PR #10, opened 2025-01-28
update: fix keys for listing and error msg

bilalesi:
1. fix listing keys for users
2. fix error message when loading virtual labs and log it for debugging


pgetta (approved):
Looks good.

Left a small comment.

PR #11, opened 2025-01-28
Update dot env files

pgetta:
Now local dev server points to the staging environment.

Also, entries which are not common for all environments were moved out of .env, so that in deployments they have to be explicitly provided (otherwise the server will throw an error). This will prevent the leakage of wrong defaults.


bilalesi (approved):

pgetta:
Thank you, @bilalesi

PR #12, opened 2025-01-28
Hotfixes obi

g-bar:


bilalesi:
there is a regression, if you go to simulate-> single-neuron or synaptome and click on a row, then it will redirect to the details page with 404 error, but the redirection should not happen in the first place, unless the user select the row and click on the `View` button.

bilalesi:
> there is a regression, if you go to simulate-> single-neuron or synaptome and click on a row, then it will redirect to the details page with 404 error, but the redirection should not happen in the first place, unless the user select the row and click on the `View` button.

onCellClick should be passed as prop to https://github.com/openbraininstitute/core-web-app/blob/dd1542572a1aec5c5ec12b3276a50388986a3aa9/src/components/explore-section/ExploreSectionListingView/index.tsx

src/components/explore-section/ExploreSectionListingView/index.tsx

---

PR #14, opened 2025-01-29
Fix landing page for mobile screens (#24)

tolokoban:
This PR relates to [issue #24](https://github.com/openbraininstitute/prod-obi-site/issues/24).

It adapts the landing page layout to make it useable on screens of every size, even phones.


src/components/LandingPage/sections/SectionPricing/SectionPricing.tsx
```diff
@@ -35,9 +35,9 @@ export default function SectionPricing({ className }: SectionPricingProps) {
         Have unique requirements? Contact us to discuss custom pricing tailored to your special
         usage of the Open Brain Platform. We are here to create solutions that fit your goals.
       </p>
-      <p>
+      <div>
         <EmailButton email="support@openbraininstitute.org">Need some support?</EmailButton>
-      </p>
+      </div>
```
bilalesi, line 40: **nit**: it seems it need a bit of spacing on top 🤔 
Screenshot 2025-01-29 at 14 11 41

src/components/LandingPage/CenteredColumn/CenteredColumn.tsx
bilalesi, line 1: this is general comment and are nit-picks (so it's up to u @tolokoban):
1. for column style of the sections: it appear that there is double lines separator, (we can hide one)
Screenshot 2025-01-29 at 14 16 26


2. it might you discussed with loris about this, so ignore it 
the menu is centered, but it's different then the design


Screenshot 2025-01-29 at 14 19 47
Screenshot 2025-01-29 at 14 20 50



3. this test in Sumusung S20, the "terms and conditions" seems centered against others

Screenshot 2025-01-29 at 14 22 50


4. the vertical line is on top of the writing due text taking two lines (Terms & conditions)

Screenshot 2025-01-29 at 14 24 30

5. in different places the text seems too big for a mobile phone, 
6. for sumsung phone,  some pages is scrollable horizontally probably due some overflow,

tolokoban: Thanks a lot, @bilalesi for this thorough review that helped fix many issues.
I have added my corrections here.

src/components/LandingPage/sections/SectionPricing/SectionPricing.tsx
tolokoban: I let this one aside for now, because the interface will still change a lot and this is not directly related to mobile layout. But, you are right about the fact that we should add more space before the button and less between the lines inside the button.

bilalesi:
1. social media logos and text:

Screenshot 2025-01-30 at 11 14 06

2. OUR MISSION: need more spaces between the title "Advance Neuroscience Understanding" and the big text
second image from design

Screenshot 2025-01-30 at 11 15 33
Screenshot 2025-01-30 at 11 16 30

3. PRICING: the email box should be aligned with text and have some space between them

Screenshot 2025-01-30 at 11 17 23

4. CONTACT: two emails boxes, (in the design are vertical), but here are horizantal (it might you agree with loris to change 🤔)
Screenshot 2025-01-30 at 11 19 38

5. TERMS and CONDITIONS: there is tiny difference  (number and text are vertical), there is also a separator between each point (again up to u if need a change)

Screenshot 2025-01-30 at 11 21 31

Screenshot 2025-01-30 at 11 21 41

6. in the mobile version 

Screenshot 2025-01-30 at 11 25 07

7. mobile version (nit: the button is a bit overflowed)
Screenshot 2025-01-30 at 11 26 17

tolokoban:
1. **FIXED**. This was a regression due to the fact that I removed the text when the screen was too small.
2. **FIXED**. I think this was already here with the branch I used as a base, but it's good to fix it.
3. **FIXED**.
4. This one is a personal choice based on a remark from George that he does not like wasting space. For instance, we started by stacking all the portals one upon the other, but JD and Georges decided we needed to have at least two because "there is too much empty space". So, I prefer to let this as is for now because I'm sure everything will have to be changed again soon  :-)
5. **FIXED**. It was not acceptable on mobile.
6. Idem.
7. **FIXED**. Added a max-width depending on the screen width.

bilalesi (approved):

» **Work order**
Above are the records. Copy the lines beginning at the one that has "2. **FIXED**. I" and ending with the one that has "3. **FIXED**.", unchanged.

» **Response for this exercise**
2. **FIXED**. I think this was already here with the branch I used as a base, but it's good to fix it.
3. **FIXED**.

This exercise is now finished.